*ASSIGNMENT:* Every line below from the one containing "jochenberger: We could" through the one containing "blackdrag: +1 for" must be transcribed exactly. Omit all lines outside that stretch.

*** Opening DATA FOR ANALYSIS ***

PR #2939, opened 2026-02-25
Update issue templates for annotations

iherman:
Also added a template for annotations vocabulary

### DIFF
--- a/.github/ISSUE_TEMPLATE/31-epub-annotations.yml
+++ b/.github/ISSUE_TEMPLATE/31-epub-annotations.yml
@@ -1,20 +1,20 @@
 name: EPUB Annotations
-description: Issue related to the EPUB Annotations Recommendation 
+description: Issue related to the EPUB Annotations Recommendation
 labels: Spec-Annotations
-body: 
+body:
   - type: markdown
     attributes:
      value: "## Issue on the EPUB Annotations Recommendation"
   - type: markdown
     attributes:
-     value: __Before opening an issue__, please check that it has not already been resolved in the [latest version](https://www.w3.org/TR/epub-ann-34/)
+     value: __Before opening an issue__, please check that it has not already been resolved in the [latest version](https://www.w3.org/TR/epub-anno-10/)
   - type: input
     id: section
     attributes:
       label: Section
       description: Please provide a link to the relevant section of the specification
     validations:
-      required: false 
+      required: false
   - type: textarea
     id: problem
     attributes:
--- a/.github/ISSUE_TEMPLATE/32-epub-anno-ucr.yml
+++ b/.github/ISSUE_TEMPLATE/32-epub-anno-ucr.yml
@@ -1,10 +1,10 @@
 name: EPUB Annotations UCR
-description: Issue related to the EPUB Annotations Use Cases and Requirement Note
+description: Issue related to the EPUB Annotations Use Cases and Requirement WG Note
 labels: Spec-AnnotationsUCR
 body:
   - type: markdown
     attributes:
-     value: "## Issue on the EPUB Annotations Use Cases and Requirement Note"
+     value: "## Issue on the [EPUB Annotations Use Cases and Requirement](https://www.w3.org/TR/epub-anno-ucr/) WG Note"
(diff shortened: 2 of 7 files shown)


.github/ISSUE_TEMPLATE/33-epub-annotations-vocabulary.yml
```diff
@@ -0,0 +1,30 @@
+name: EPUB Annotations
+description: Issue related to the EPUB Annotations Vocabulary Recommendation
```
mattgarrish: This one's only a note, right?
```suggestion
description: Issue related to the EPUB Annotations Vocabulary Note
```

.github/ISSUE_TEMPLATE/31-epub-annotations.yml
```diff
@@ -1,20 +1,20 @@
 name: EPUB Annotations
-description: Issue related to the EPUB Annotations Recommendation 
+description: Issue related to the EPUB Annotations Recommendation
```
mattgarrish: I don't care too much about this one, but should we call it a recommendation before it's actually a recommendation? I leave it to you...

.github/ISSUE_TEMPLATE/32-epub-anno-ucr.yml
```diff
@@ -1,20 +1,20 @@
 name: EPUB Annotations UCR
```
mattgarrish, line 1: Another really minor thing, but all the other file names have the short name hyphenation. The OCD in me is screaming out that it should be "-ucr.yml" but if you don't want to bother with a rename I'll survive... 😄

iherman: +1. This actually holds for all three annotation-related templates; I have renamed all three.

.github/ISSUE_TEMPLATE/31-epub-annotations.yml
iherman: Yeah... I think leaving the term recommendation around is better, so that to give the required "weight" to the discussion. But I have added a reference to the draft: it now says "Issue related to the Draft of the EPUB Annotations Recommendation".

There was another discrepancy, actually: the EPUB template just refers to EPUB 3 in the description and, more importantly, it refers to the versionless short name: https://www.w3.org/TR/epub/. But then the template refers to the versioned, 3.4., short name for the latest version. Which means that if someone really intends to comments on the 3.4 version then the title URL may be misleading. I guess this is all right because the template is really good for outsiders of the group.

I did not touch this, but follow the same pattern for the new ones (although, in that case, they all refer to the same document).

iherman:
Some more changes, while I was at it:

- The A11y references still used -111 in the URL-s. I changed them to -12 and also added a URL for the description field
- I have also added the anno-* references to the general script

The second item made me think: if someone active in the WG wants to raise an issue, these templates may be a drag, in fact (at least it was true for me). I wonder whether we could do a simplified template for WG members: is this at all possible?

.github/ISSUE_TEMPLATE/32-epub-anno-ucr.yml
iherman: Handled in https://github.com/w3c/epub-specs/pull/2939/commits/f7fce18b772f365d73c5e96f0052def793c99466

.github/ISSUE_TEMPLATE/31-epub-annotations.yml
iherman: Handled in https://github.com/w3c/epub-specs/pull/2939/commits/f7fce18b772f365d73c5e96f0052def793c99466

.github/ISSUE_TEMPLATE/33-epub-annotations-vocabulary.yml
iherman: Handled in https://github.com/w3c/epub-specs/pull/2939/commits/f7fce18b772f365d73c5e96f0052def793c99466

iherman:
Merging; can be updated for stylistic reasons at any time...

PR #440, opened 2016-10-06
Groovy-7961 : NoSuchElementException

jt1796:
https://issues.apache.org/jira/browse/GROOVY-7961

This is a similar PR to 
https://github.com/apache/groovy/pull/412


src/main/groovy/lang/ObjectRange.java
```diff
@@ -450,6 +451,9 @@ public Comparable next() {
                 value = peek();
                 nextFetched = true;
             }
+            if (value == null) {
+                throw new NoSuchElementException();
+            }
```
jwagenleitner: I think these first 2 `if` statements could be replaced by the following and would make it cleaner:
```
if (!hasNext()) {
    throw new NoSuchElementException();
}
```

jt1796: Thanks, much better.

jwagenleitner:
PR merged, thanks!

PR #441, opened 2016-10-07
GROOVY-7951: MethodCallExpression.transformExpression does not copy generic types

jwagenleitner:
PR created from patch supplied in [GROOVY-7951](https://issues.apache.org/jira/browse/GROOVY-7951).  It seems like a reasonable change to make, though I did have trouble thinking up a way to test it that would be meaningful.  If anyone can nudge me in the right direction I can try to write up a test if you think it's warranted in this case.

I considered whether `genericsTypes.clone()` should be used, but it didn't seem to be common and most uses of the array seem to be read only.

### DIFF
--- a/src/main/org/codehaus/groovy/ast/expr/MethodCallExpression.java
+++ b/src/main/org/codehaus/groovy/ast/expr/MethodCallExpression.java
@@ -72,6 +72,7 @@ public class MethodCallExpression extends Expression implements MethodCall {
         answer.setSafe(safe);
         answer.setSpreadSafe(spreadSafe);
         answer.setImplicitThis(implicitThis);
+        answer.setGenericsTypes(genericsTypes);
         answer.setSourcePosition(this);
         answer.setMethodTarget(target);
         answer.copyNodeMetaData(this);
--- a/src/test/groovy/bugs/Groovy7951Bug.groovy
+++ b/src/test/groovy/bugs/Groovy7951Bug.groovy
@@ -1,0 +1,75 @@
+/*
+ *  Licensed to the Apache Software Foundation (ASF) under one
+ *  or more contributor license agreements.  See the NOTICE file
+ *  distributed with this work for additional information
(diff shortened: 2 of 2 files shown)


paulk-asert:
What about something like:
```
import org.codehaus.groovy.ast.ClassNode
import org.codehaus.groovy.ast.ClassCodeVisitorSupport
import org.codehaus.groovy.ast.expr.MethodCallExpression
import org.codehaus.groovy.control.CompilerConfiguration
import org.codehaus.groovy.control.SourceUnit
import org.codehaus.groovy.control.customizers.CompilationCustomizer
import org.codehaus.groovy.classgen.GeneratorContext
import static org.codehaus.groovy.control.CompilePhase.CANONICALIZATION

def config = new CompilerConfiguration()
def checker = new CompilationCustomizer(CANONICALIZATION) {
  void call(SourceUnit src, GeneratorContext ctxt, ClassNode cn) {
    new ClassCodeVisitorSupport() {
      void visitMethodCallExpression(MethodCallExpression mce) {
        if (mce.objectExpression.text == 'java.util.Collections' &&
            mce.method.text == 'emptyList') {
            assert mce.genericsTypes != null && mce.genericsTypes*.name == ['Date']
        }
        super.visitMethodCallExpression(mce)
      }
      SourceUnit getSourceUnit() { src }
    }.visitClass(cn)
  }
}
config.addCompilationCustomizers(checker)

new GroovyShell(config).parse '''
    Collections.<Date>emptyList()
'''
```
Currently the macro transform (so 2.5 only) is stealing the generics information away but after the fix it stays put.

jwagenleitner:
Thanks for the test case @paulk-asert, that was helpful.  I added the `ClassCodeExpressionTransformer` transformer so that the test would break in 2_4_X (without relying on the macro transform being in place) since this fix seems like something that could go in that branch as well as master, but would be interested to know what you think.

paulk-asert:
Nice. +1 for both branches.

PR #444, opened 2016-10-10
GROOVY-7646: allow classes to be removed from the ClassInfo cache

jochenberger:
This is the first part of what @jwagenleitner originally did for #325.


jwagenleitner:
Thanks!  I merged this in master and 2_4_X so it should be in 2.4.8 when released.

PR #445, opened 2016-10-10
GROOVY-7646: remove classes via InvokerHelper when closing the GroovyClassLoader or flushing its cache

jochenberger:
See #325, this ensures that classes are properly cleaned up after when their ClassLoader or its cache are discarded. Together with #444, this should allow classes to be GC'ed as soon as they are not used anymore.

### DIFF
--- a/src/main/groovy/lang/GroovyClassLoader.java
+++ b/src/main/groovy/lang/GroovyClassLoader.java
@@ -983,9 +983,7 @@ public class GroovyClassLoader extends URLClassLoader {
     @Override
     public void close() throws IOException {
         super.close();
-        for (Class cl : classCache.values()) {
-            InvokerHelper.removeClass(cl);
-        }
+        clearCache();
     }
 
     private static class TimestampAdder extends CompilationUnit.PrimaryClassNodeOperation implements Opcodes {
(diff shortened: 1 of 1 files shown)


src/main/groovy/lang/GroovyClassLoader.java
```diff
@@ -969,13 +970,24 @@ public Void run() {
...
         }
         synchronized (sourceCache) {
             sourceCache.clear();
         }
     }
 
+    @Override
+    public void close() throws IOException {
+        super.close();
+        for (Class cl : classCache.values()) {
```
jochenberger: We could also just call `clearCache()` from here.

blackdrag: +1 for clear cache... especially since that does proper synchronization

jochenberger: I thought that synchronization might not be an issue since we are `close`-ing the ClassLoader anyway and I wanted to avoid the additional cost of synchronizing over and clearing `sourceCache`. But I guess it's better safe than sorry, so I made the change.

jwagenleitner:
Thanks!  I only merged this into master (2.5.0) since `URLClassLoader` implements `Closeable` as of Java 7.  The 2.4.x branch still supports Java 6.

*** Closing DATA FOR ANALYSIS ***

*SOLUTION:*
jochenberger: We could also just call `clearCache()` from here.

blackdrag: +1 for clear cache... especially since that does proper synchronization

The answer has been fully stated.